- _Listed entries_:

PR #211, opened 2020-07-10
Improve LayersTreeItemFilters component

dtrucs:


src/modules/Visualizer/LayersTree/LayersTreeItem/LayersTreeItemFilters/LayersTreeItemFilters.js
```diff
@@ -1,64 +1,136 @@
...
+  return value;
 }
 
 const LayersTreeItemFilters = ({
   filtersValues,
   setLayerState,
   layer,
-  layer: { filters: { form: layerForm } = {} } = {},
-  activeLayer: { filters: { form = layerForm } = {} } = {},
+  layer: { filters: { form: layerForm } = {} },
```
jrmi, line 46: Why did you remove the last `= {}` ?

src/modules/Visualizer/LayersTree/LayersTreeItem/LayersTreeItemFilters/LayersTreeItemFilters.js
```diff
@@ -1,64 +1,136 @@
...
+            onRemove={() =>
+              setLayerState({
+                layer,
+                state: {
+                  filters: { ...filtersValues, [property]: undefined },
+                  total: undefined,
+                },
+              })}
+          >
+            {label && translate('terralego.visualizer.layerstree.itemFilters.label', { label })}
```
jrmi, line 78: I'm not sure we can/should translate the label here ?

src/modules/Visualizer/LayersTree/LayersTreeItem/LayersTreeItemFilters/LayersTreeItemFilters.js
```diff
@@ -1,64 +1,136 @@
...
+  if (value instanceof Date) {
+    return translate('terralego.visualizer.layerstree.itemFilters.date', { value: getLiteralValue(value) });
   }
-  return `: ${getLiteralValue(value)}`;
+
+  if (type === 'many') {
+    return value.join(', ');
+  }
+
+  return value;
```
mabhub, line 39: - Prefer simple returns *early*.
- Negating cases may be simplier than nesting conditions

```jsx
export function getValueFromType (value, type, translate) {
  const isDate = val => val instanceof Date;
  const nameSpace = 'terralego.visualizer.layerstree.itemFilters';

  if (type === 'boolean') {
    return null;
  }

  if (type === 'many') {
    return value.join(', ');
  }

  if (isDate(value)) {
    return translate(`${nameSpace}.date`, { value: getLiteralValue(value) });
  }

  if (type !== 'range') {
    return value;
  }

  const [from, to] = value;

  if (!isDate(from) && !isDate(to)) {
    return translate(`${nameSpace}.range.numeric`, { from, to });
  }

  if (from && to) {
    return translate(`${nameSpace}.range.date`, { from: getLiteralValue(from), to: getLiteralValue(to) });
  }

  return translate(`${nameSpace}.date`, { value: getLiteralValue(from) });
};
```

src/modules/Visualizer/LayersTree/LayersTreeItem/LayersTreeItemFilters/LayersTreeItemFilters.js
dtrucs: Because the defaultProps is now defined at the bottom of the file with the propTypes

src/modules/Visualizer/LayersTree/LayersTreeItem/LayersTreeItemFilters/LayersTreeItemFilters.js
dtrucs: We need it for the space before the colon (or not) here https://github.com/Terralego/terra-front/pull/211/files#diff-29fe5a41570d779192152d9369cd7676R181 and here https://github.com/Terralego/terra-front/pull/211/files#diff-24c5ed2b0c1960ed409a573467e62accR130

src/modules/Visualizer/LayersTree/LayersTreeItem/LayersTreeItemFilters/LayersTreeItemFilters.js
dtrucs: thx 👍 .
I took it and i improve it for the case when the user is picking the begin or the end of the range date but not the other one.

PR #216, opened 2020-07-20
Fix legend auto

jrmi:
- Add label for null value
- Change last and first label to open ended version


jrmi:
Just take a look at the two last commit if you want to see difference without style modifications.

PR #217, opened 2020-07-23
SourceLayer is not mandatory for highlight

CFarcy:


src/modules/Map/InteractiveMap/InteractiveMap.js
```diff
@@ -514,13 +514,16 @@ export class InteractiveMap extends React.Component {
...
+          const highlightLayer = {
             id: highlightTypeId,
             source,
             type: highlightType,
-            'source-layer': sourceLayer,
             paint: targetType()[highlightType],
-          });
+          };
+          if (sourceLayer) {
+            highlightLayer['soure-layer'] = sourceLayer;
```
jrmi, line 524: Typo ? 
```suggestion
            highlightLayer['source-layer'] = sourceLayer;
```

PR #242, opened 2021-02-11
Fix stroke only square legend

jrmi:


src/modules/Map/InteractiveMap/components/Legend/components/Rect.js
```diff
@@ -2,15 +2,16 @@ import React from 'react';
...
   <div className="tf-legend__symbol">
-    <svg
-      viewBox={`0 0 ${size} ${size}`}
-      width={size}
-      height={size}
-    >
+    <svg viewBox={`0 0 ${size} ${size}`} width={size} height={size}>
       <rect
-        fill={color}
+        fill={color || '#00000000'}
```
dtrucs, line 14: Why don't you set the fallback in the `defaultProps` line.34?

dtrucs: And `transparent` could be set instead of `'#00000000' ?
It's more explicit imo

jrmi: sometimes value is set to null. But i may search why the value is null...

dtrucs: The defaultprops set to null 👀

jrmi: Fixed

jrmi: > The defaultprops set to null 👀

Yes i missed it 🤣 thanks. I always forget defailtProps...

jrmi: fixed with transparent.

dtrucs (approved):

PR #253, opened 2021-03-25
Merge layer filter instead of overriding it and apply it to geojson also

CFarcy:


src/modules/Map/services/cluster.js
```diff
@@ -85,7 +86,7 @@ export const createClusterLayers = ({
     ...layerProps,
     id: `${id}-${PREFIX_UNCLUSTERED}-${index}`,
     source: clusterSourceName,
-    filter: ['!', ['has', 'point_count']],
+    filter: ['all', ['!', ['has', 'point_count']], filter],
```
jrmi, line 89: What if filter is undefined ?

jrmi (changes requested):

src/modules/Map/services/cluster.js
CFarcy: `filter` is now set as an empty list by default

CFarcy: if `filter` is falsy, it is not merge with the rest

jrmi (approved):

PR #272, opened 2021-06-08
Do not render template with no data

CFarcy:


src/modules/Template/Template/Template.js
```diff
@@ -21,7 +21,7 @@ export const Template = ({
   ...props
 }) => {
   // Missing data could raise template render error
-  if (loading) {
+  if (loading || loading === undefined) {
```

- _Your assignment_:
Give back every line from the beginning of the records through the line holding "jrmi, line 78: I'm", exactly as it reads, and leave out the rest.

- _Response to this exercise_:
PR #211, opened 2020-07-10
Improve LayersTreeItemFilters component

dtrucs:


src/modules/Visualizer/LayersTree/LayersTreeItem/LayersTreeItemFilters/LayersTreeItemFilters.js
```diff
@@ -1,64 +1,136 @@
...
+  return value;
 }
 
 const LayersTreeItemFilters = ({
   filtersValues,
   setLayerState,
   layer,
-  layer: { filters: { form: layerForm } = {} } = {},
-  activeLayer: { filters: { form = layerForm } = {} } = {},
+  layer: { filters: { form: layerForm } = {} },
```
jrmi, line 46: Why did you remove the last `= {}` ?

src/modules/Visualizer/LayersTree/LayersTreeItem/LayersTreeItemFilters/LayersTreeItemFilters.js
```diff
@@ -1,64 +1,136 @@
...
+            onRemove={() =>
+              setLayerState({
+                layer,
+                state: {
+                  filters: { ...filtersValues, [property]: undefined },
+                  total: undefined,
+                },
+              })}
+          >
+            {label && translate('terralego.visualizer.layerstree.itemFilters.label', { label })}
```
jrmi, line 78: I'm not sure we can/should translate the label here ?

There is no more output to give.